Show all the lines in the data below that include the word "only".

───── Data shown

PR #4411, opened 2026-06-19
feat(agent): add SuspendTurn so a tool can pause a turn for async / human-in-the-loop continuations

vinit-patel-athena:
## What

Adds `SuspendTurn`, a sentinel a tool can return from `execute` to end the current turn cleanly — without calling the model again, producing a final message, or sending anything to the user. The conversation resumes when a future inbound message arrives, via the ordinary message path. No new resume machinery; the framework stores no suspension state.

```python
from nanobot.agent.tools import SuspendTurn

class SendEmailTool(Tool):
    async def execute(self, **kwargs):
        if needs_user_approval(kwargs):
            await request_approval(...)             # app publishes its own UI/prompt
            return SuspendTurn("Approval requested; awaiting user.")
        return do_send(kwargs)
```

## Why

Agents increasingly need to pause mid-turn for something *outside* the loop — approval gates, webhooks/callbacks, long-running jobs, human or cross-agent hand-off. Today a tool has only bad options:

- **Block inside `execute` until the event arrives** — pins the per-session turn for an unbounded time: session lock held, LLM/turn resources allocated, tool timeouts fire, and nothing survives a restart.
- **Return a normal result and let the turn finish** — the loop calls the model again and it narrates ("I've requested approval, waiting…"). Suppressing that after the fact is racy: you either drop the real reply or leak the stale one.

`SuspendTurn` removes both: the turn **ends**, so idle waits cost nothing, scale to many concurrent suspensions, and are restart-safe; and the model is never re-invoked, so the stray narration can't happen. Because the tool result is still recorded (`tool_content`), the assistant `tool_call` stays answered and history is valid for the next turn.

## Resuming a suspended turn

Resume reuses the ordinary inbound path — there is no special resume API, and nanobot keeps no suspension state. The suspended turn is persisted with the `tool_call` answered by `tool_content`, so history is well-formed:

```
user:      "triage my inbox"
assistant: (tool_call id=call_1  send_gmail …)
tool:      (call_1) "Approval requested; awaiting user."     ← SuspendTurn.tool_content
                                                              ← turn ends here; nothing published
```

When the awaited event resolves, the application sends a normal inbound message on the same session. Because the suspended turn has already ended, that inbound starts a **fresh turn** that loads the saved history plus the new input and continues:

```
user:      "exec_result … <result the app wants the model to act on> …"
assistant: "Inbox triage complete: …"                        ← delivered as a normal reply
```

The application owns only what it already owns for any async flow: persisting whatever it needs to produce that inbound (e.g. a pending-approval record) and sending it. nanobot's contribution is purely to end the turn cleanly and leave valid history behind. The resume inbound must target the same session so the new turn loads that history.

## Design notes

- Return-value sentinel, not an exception — a raise would unwind before the result is recorded, leaving a dangling `tool_call` and invalid history.
- Reuses the existing `TurnContext.suppress_response` path for "publish nothing / skip the empty-response placeholder"; no new output logic.
- New stop reason `"suspended"`; `_continuation_available` already gates internal continuation on `max_iterations`, so a suspended turn never auto-continues.

## Footprint / compatibility

`+289/-1` across 4 files plus tests. Purely additive and opt-in — tools that never return `SuspendTurn` are unaffected. All existing agent/tool tests pass (1715); 4 new tests cover: the model is never re-invoked after suspend, a multi-tool batch records every result, normal results still continue the turn, and the normalize placeholder.

### DIFF
--- a/nanobot/agent/runner.py
+++ b/nanobot/agent/runner.py
@@ -489,15 +489,23 @@ class AgentRunner:
                         had_injections = True
                         continue
                     break
-                if any(isinstance(result, SuspendTurn) for result in results):
-                    # A tool asked to suspend the turn (human-in-the-loop /
-                    # async continuation). The tool results are already in
-                    # `messages` above, so the assistant tool_call stays
-                    # answered and history is valid for the resuming turn.
-                    # End the turn now: do NOT call the model again (so it
-                    # cannot emit a stray "waiting…" narration) and leave
-                    # `final_content` None so nothing is published. The next
-                    # inbound message continues the conversation normally.
+                if results and all(isinstance(result, SuspendTurn) for result in results):
+                    # Every tool in this batch suspended (human-in-the-loop /
+                    # async continuation), so there is nothing for the model to
+                    # respond about. End the turn now: do NOT call the model
+                    # again (so it cannot emit a stray "waiting…" narration) and
+                    # leave `final_content` None so nothing is published. The
+                    # results are already in `messages`, so the assistant
+                    # tool_calls stay answered and history is valid; the next
+                    # inbound message continues the conversation.
+                    #
+                    # A *mixed* batch (some suspended, some not) deliberately
+                    # does NOT end the turn — it falls through to the normal
+                    # continuation below so the model can respond using the
+                    # completed tools' results while the suspended ones defer
+                    # and resume later. Their recorded `tool_content` should
+                    # tell the model they are handled separately so it does not
+                    # wait on or dwell on them.
                     stop_reason = "suspended"
                     final_content = None
                     context.final_content = None
--- a/nanobot/agent/runner.py
+++ b/nanobot/agent/runner.py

──────────

Output below:
Agents increasingly need to pause mid-turn for something *outside* the loop — approval gates, webhooks/callbacks, long-running jobs, human or cross-agent hand-off. Today a tool has only bad options:
The application owns only what it already owns for any async flow: persisting whatever it needs to produce that inbound (e.g. a pending-approval record) and sending it. nanobot's contribution is purely to end the turn cleanly and leave valid history behind. The resume inbound must target the same session so the new turn loads that history.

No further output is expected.